**Your assignment**. Could you copy every line from the material below in which "this" appears?

··· Extracted material

PR #119, opened 2022-01-21
add payer accounts to pda-creation instructions

ckamm:
Add a new optional account to
- create_mango_account
- create_spot_open_orders
that pays for the creation of the new account.

If you want to compose on mango and have a PDA account as an owner, it's
impossible to also use it as a payer because accounts with data cannot
pay for PDA creation.

### DIFF
--- a/program/src/instruction.rs
+++ b/program/src/instruction.rs
@@ -836,12 +836,13 @@ pub enum MangoInstruction {
 
     /// Create a PDA mango account for a user
     ///
-    /// Accounts expected by this instruction (4):
+    /// Accounts expected by this instruction (5):
     ///
     /// 0. `[writable]` mango_group_ai - MangoGroup that this mango account is for
     /// 1. `[writable]` mango_account_ai - the mango account data
     /// 2. `[signer]` owner_ai - Solana account of owner of the mango account
     /// 3. `[]` system_prog_ai - System program
+    /// 4. `[signer, writable]` payer_ai - pays for the PDA creation
     CreateMangoAccount {
         account_num: u64,
     },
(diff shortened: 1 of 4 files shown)


program/tests/test_create_account.rs
```diff
@@ -0,0 +1,60 @@
...
+    //
+    // paid for by separate payer
+    //
+    let payer = Keypair::from_base58_string(&test.users[1].to_base58_string());
+    let payer_lamports = test.get_lamport_balance(payer.pubkey()).await;
+    let owner_lamports = test.get_lamport_balance(test.users[0].pubkey()).await;
+    let account1_pk = test.create_mango_account(mango_group_pk, 0, 1, Some(&payer)).await;
+    assert_eq!(test.get_lamport_balance(test.users[0].pubkey()).await, owner_lamports);
+    assert!(test.get_lamport_balance(payer.pubkey()).await < payer_lamports);
+    assert!(account0_pk != account1_pk);
```
microwavedcola1, line 48: nitpick: can we use another payer than (test.users[0].pubkey()) assuming thats also the owner, and then add an assert that mango accounts owner is the owner and not the payer?

ckamm: The owner is `users[0]` and the payer is `users[1]`. I'll add the owner assert to make that clearer.

microwavedcola1 (approved):

program/src/instruction.rs
```diff
@@ -1539,13 +1541,15 @@ pub fn create_mango_account(
     mango_account_pk: &Pubkey,
     owner_pk: &Pubkey,
     system_prog_pk: &Pubkey,
+    payer_pk: &Pubkey,
```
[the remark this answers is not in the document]
dafyddd: Nevermind, only breaking if they upgrade the mango library in which case it will fail to compile.

PR #121, opened 2022-01-26
fix cancel_all bug

dafyddd:


program/src/matching.rs
```diff
@@ -1407,15 +1407,19 @@ impl<'a> Book<'a> {
...
                 Some(&my_highest_bid) => {
                     if bid.key > my_highest_bid {
                         cuml_bids += bid.quantity;
+                        curr = iter.next();
                     } else if bid.key == my_highest_bid {
                         bids_and_sizes.push((bid.key, cuml_bids));
                         my_bids.pop();
+                        curr = iter.next();
                     } else {
                         cuml_bids += bid.quantity;
```
ckamm, line 1424: I think it will now count `bid.quantity` twice

ckamm (approved):

microwavedcola1 (approved):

······

**Reply**.
-    /// Accounts expected by this instruction (4):
+    /// Accounts expected by this instruction (5):
     /// 0. `[writable]` mango_group_ai - MangoGroup that this mango account is for
[the remark this answers is not in the document]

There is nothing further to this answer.